Each of the records that follow needs an exact reproduction.

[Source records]
=== Section Start ===
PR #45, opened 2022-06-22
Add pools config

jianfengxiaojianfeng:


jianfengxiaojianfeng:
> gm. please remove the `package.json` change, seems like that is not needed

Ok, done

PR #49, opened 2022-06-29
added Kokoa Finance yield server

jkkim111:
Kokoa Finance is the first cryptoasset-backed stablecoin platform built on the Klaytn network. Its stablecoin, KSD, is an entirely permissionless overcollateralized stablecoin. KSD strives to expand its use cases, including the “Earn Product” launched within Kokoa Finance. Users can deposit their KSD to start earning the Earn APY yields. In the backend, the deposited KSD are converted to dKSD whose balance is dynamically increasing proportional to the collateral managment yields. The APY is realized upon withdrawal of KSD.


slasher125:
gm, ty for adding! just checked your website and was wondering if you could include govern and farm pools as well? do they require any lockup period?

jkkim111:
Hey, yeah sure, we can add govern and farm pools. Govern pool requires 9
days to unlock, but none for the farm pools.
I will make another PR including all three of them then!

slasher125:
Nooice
=== Section End ===
- **Exercise answer**:
PR #45, opened 2022-06-22
Add pools config

jianfengxiaojianfeng:


jianfengxiaojianfeng:
> gm. please remove the `package.json` change, seems like that is not needed

Ok, done

PR #49, opened 2022-06-29
added Kokoa Finance yield server

jkkim111:
Kokoa Finance is the first cryptoasset-backed stablecoin platform built on the Klaytn network. Its stablecoin, KSD, is an entirely permissionless overcollateralized stablecoin. KSD strives to expand its use cases, including the “Earn Product” launched within Kokoa Finance. Users can deposit their KSD to start earning the Earn APY yields. In the backend, the deposited KSD are converted to dKSD whose balance is dynamically increasing proportional to the collateral managment yields. The APY is realized upon withdrawal of KSD.


slasher125:
gm, ty for adding! just checked your website and was wondering if you could include govern and farm pools as well? do they require any lockup period?

jkkim111:
Hey, yeah sure, we can add govern and farm pools. Govern pool requires 9
days to unlock, but none for the farm pools.
I will make another PR including all three of them then!

slasher125:
Nooice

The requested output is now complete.